Sempre presenti al Cielo, gli alberi sono le creature più naturali del mondo; istintivi, spontanei. Creature senza peccato, si confidano ai venti, e li assolve la pioggia, il sole. Scrisse un poeta russo che agli alberi e non a noi è data la grandezza di una vita perfetta. Una intuizione, una verità poetica, ma insomma una verità. E se "vivere in alto" è vita perfetta, chi più degli alberi, liberi e sinceri? È ingiusto vederli solo sotto l’aspetto descrittivo per cavare un po’ di colore, un po’ di poesiuccia frivola, come fossero creature unicamente ornamentali che, a un fiato di vento o al lume di una luna, non fanno che ridere e parlare. Sono, viceversa, presenze serie, da vedere su un piano morale d’importanza religiosa. Sono presenze mistiche.
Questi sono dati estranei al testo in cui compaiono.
PR #20434, opened 2024-09-13
hold granular locking for multi-pool PutObject()

harshavardhana:

## Description
hold granular locking for multi-pool PutObject()

## Motivation and Context
- PutObject() for multi-pooled was holding large region locks, 
  which was unnecessary. This affects almost all slowpoke 
  clients and lengthy uploads.

- Re-arrange locks for CompleteMultipart, PutObject to be 
  close to rename()

## How to test this PR?
CI/CD covers everything

## Types of changes

## Checklist:

### DIFF
--- a/cmd/erasure-server-pool.go
+++ b/cmd/erasure-server-pool.go
@@ -1091,18 +1091,7 @@ func (z *erasureServerPools) PutObject(ctx context.Context, bucket string, objec
 		return z.serverPools[0].PutObject(ctx, bucket, object, data, opts)
 	}
 
-	if !opts.NoLock {
-		ns := z.NewNSLock(bucket, object)
-		lkctx, err := ns.GetLock(ctx, globalOperationTimeout)
-		if err != nil {
-			return ObjectInfo{}, err
-		}
-		ctx = lkctx.Context()
-		defer ns.Unlock(lkctx)
-		opts.NoLock = true
-	}
-
-	idx, err := z.getPoolIdxNoLock(ctx, bucket, object, data.Size())
+	idx, err := z.getPoolIdx(ctx, bucket, object, data.Size())
 	if err != nil {
 		return ObjectInfo{}, err
 	}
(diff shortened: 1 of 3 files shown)


cmd/erasure-server-pool.go
```diff
@@ -1091,18 +1091,7 @@ func (z *erasureServerPools) PutObject(ctx context.Context, bucket string, objec
...
-		if err != nil {
-			return ObjectInfo{}, err
-		}
-		ctx = lkctx.Context()
-		defer ns.Unlock(lkctx)
-		opts.NoLock = true
-	}
-
-	idx, err := z.getPoolIdxNoLock(ctx, bucket, object, data.Size())
+	idx, err := z.getPoolIdx(ctx, bucket, object, data.Size())
```
vadmeste, line 1094: with this way, we could have the same object existing in different pools, but I think we support that

vadmeste (approved):
LGTM

the only benefit is to allow other s3 apps to perform other s3 calls on the same object that is currently uploading right ?

cmd/erasure-server-pool.go
harshavardhana: this is no different than NewMultipartUpload() behavior @vadmeste

harshavardhana: we only need READ locks to validate this, we do not need WRITE locks.

harshavardhana:
> LGTM
> 
> the only benefit is to allow other s3 apps to perform other s3 calls on the same object that is currently uploading right ?

We will hold other callers, including DELETEs and READs, once we have reached EOF and are about to update the content. Until then, the state() of the object will still have previous data.

But it's more about avoiding DDOS by a slow client that can hold an object hostage practically forever by sending 1 byte at a time; this is what happened at the customer 
site with duplicate uploads().

krisis (approved):

poornas (approved):

PR #20443, opened 2024-09-16
Changes to Access Key behavior when LDAP is configured then disabled

taran-p:

## Description
Add check in CheckKey that returns `!ok` for LDAP access key when LDAP is disabled

If LDAP config is deleted, `purgeLDAPAccessKeys` runs on server startup to delete any access keys for LDAP accounts

## Motivation and Context
Currently, access keys (both STS and service accounts) for LDAP accounts continue to function even if LDAP configuration has been disabled or removed. We would like to change this behavior different ways depending on scenario:

- If LDAP has been disabled but the configuration not removed, we would like access keys to not work. However, if the configuration is re-enabled, these access keys should begin to work again
- If LDAP has been deleted, all LDAP-associated access keys should be deleted

## How to test this PR?
Enable LDAP and create STS or service accounts for LDAP users. After disabling LDAP, these accounts should not work. Re-enable LDAP, and these accounts should function as normal. Remove LDAP configuration. After re-adding the config, access keys should no longer exist. 

Note that LDAP users in groups get errors if they try to log in when LDAP is enabled currently. To properly show change of PR, test with an LDAP user not in a group, like `ivanov` in `minio-iam-testing`

## Types of changes

## Checklist:


harshavardhana:
@taran-p please move this PR for eos only - it is large enough feature and doesn't need to be here.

Come dimenticare che il primo albero rappresentò addirittura la scienza del bene e del male? Altri furono intimamente uniti al destino degli uomini; e Virgilio e Dante ne hanno fatto corpi e custodi delle nostre tragiche anime. (Certo anche sotto un aspetto visivo gli alberi interessano. Basta uno – anche uno solo – a far paesaggio un esile pesco, un platano autorevole, un ippocastano che d’autunno s’indora e rifulge e illumina la notte).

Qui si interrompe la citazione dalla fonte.